PR #2805, opened 2024-03-06
LB-1143: Import playlist manually on the front-end

SatyarajRana:
See the previous PR for this feature #2781 for previous feedback

# New Feature

Playlists can be imported by uploading a JSON or JSPF file

# Solution

A new Card component was added in the Playlists.tsx file which when clicked opens the ImportPlaylistModal. This modal lets the user upload a JSON or JSPF file. Extension checks and validation of JSON is done on the frontend, but further validation will be done on the backend.

# Action

Please check if any change needs to be made regarding the design of the Import playlist button and the ImportPlaylistModal

### DIFF
--- a/frontend/css/playlists.less
+++ b/frontend/css/playlists.less
@@ -71,7 +71,8 @@
   }
 }
 
-.new-playlist {
+.new-playlist,
+.import-playlist {
   margin: 0.5em;
   width: 15em;
   cursor: pointer;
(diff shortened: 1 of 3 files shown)


SatyarajRana:
@MonkeyDo Please review this PR. I made all the suggested changes

MonkeyDo (changes requested):
Good job! it works really nicely, and the code is clean.

I did find an issue with error catching. To replicate, create a json file with names of collaborators that don't exist (example here: https://pastebin.com/cffX69NX).
You'll see that when you submit the playlist the back-end throws an error (which is expected), but the error isn't caught and crashes the page:
image
This part can be improved, but other than that I think it's working as intended, nice job!

PR #2807, opened 2024-03-11
LB-476: Use https on demos when endpoint is `api.listenbrainz.org`

ykchong45:
# Problem

[Ticket LB-476](https://tickets.metabrainz.org/browse/LB-476): Use https on demos when endpoint is `api.listenbrainz.org`.

# Solution

1. add a boolean flag `DEBUG` to indicate whether to call API on the local server, or the real server. 
2. given a `DEBUG` value, the correct API url is selected and assigned to `ROOT`. `DEBUG = True` will select the local dev server.

### DIFF
--- a/docs/users/api_usage_examples/get_latest_import.py
+++ b/docs/users/api_usage_examples/get_latest_import.py
@@ -1,6 +1,10 @@
 import requests
 
-ROOT = '127.0.0.1'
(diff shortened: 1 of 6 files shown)


amCap1712 (approved):
LGTM, Thanks!

PR #2809, opened 2024-03-13
Update add-data.html

Aerozol:
Update add-data.html with a link to the TIDAL Hi-Fi music streaming app.
These are starting to get nicher, but MeB loves niche stuff, right? :)


mayhem (approved):
thanks!

PR #2810, opened 2024-03-13
Tidy up the Import Listens text

Aerozol:
A general tidy-up of the Import Listens page text.

- Added links to 'connect services' and 'import data' pages, for people who want to submit new listens. These pages aren't in the side menu (because they are under  Settings, not About)
- Changed the notes to bullet points, to be more readable and consistent
- Removed some duplicate text, tidied and shortened some text, fixed some errors

### DIFF
--- a/frontend/js/src/settings/import/ImportListens.tsx
+++ b/frontend/js/src/settings/import/ImportListens.tsx
@@ -49,47 +49,35 @@ export default function Import() {
         </div>
       )}
       <p>
-        Most users will want to import from Last.fm directly.
-        <br />
+        Import your existing listen history from other databasess. To submit <em>new</em>
+        listens, please visit the{" "} <a href="https://listenbrainz.org/add-data/">Connect services</a>
+        and{" "} <a href="https://listenbrainz.org/settings/music-services/details/">Submitting data</a>
+        pages.
+      </br>
         Fun Fact: The term <strong>scrobble</strong> is a trademarked term by
         Last.fm, and we cannot use it. Instead, we use the term{" "}
         <strong>listen</strong> for our data.
       </p>
 
-      <h3>Direct import from Last.fm and Libre.fm</h3>
+      <h3>Import from Last.fm and Libre.fm</h3>
       <p>
         The importer manually steps through your listen history and imports the
-        listens one page at a time. Should it fail for whatever reason, it is
-        safe to restart the import process. Running the import process multiple
-        times <strong>does not</strong> create duplicates in your ListenBrainz
-        listen history.
+        listens one page at a time.
       </p>
+
+      <ul>
+        <li>In order for this to work, you must disable the &#34;Hide recent listening information&#34; setting in your Last.fm{" "} <a href="https://www.last.fm/settings/privacy" target="_blank">Privacy Settings</a>.</li>
+        <li>Should it fail for whatever reason, it is safe to restart the import process.</li>
+        <li>Running the import process multiple times <strong>does not</strong> create duplicates in your ListenBrainz listen history.</li>
+        <li>Clicking the &quot;Import listens&quot; button will import your profile without the need to open LastFM.</li>
+        <li>Your listen counts may not be accurate for up to 24 hours after you import your data.{" "} <a href="https://listenbrainz.readthedocs.io/en/latest/general/data-update-intervals.html" target="_blank" rel="noopener noreferrer">See more details here.</a></li>
+      </ul>
+        
       <p>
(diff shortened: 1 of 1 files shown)


Aerozol:
I was trying to get a test server set up on my Win system before entering these changes, because there are a few fiddly format changes, and I'm sure I broke something. But setting that up is an ongoing headache, and this page has bugged me too much in the meantime.
It would be much appreciated if someone could test it for me :)

frontend/js/src/settings/import/ImportListens.tsx
```diff
@@ -49,47 +49,35 @@ export default function Import() {
         </div>
       )}
       <p>
-        Most users will want to import from Last.fm directly.
-        <br />
+        Import your existing listen history from other databasess. To submit <em>new</em>
```
MonkeyDo, line 52:
```suggestion
        Import your existing listen history from other databases. To submit <em>new</em>
```

frontend/js/src/settings/import/ImportListens.tsx
```diff
@@ -49,47 +49,35 @@ export default function Import() {
...
+        listens, please visit the{" "} <a href="https://listenbrainz.org/add-data/">Connect services</a>
+        and{" "} <a href="https://listenbrainz.org/settings/music-services/details/">Submitting data</a>
+        pages.
+      </br>
```
MonkeyDo, line 56: These are almost good, but they're making the linters freak out!
Linters are tools that check the code has no issues.

In this case, it's pointing out below that it's expecting closing tags and whatnot, but the real issue is this: self-closing HTML tags need the slash to be at the end like so:
```suggestion
      <br/>
```

frontend/js/src/settings/import/ImportListens.tsx
```diff
@@ -105,15 +93,16 @@ export default function Import() {
           librefmApiKey={librefmApiKey}
         />
       )}
+
+      </br>
```
MonkeyDo, line 97: Same issue here:
```suggestion
      <br/>
```

MonkeyDo (changes requested):
Thanks for the improvement :)


There might be another step needed after applying the changes for this review, specifically to format the code according to the linter's feedback.
It's simple stuff like trying to keep the lines short, the indentation consistent, and other small code layout feedback.

We have a tool that will try to resolve the formatting issues automatically, I see three ways of doing it:
1. run it in docker; I can look for the right incantation to make it work
2. run it directly on your machine (will require installing nodeJS)
3. I can run it for you :)

frontend/js/src/settings/import/ImportListens.tsx
```diff
@@ -49,47 +49,35 @@ export default function Import() {
...
-        Clicking the &quot;Import listens&quot; button will import your profile
-        now without the need to open LastFM.
-        <br />
-        You need to keep this page open for the tool to work, it might take a
-        while to complete. Though, you can continue doing your work. :)
+        listens one page at a time.
       </p>
+
+      <ul>
+        <li>In order for this to work, you must disable the &#34;Hide recent listening information&#34; setting in your Last.fm{" "} <a href="https://www.last.fm/settings/privacy" target="_blank">Privacy Settings</a>.</li>
```
MonkeyDo, line 69: The [automated tests](https://github.com/metabrainz/listenbrainz-server/pull/2810/checks#step:4:1943) are complaining about this, apparently to make links safer for older browsers:

```suggestion
        <li>In order for this to work, you must disable the &#34;Hide recent listening information&#34; setting in your Last.fm{" "} <a href="https://www.last.fm/settings/privacy" target="_blank" rel="noreferrer">Privacy Settings</a>.</li>
```

MonkeyDo (commented):
One last little annoyance to fix and we're good to merge :+1:

frontend/js/src/settings/import/ImportListens.tsx
Aerozol: Thanks monkey - is it policy to have this on all external links?

Aerozol:
Hey monkey, thanks!!

Do you want to meet sometime to go over the formatting stuff? Maybe walk me through the theory of it, and then see if it's worth trying to get the tool working for me, or if it's best left to someone with the skillz (I did always wonder how you all got the line widths even etc, I assume this tool does that...)

MonkeyDo (approved):

MonkeyDo:
Yes absolutely!
It shouldn't be very tricky one way or another and as you figured out, the tools do it all for us (OK, maybe not all but 95%)

PR #3020, opened 2024-10-31
Show user information in last.fm settings page

amCap1712:


MonkeyDo (approved):

MonkeyDo:
Hope you don't mind, I was trying to see if #3018 was missing anything and I figured I would combine both PRs.
To do that I made the change I suggested above, and realized my other suggestion was wrong, or I tested it on an older version, or something.
In any case, it was ready to merge after that.

PR #3022, opened 2024-11-04
Update AddData.tsx with Discord BrainzBot + tidying

Aerozol:
Added the BrainzBot Discord bot. Additionally:

# Problem

A few of the items on this page/list have long descriptions, with extra links to other services, and lists of features.

If we do that for every item on the page it's going to be 4x as long, hard to keep up to date, and harder for users to browse. Similarly, if we link Foobar2000 then we should link every other service mentioned, which will make the page very hard to read.

I suggest that this page is useful as a reference list of tools and services that integrate with LB, not a description/advertisement of all the features they include. It is more practical to maintain feature lists on the tool's page. From a UX perspective, users are more likely to be visiting this page to find what they can do with ListenBrainz + the player/s etc that they are _already_ using. In other words, if they are not using Foobar2000, they should not need to scroll past long descriptions of Foobar2000 plugins. This applies to all players etc on this page.

# Solution

Shortened some feature descriptions.
Removed the links to Foobar2000.

# Action

Will need to have the tidying script run on it, thank you!

### DIFF
--- a/frontend/js/src/about/add-data/AddData.tsx
+++ b/frontend/js/src/about/add-data/AddData.tsx
@@ -404,8 +404,8 @@ export default function AddData() {
             <a href="https://www.foobar2000.org/">Foobar2000</a>
           </em>{" "}
           plugin for syncing local playlists with ListenBrainz (+ Spotify).
-          Tracks playlists changes and resolves tracks with local content
-          and YouTube links.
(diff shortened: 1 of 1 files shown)


Aerozol:
Thank you @MonkeyDo! Changes accepted.

MonkeyDo (approved):

PR #3023, opened 2024-11-04
Update AddData.tsx with TIDAL + neptune client mod + plugin

Aerozol:
Added links to send listens from TIDAL, via the neptune client mod and a ListenBrainz plugin.

# Action

Will need tidying via script, thank you!
Should be no collisions with today's other PR for AddData.tsx, but let me know if there are any issues.

### DIFF
--- a/frontend/js/src/about/add-data/AddData.tsx
+++ b/frontend/js/src/about/add-data/AddData.tsx
@@ -134,6 +134,19 @@ export default function AddData() {
         </li>
         <li>
           <em>
+            <a href="https://github.com/Mastermindzh/tidal-hifi">TIDAL</a>
+          </em>
+          , a cross-platform music player and streaming service:{" "}
+          <a href="https://github.com/uwu/neptune">
+            <code>neptune client mod</code>
+          </a>
+          +{" "}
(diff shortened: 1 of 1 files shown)


frontend/js/src/about/add-data/AddData.tsx
```diff
@@ -132,6 +132,19 @@ export default function AddData() {
           , the web version of Tidal running in electron with Hi-Fi (High & Max)
           support
         </li>
+        <li>
```
MonkeyDo, line 135: Not sure if it is intentional to duplicate the link to TIDAL Hi-Fi (already there at [lines 128-134](https://github.com/metabrainz/listenbrainz-server/blob/ac3a438c01b3de17023eb98b2c3cb5ded6ed4869/frontend/js/src/about/add-data/AddData.tsx#L128-L134)).

I suspect you wanted to replace that item with the new one, in which case the old one still needs to be removed.

Aerozol: I must have been asleep when I was doing these additions... thanks for the catch. The link should not be the same - as far as I can tell TIDAL Hi-Fi and this new link (TIDAL + a custom client) are two different options for users to send listens via TIDAL. I have updated the new link now!

MonkeyDo (approved):
Ace, thank you!

PR #3024, opened 2024-11-05
LB-1667: Artist collages no longer show top releases, instead showing releases by year

anshg1214:


MonkeyDo (approved):
Yeah, I suppose the best we can do in this case is put it back as it was before #2985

::::::

Task directions —
Find every line in the records above that contains the word "whatever", and copy each one.

Task response —
-        listens one page at a time. Should it fail for whatever reason, it is
+        <li>Should it fail for whatever reason, it is safe to restart the import process.</li>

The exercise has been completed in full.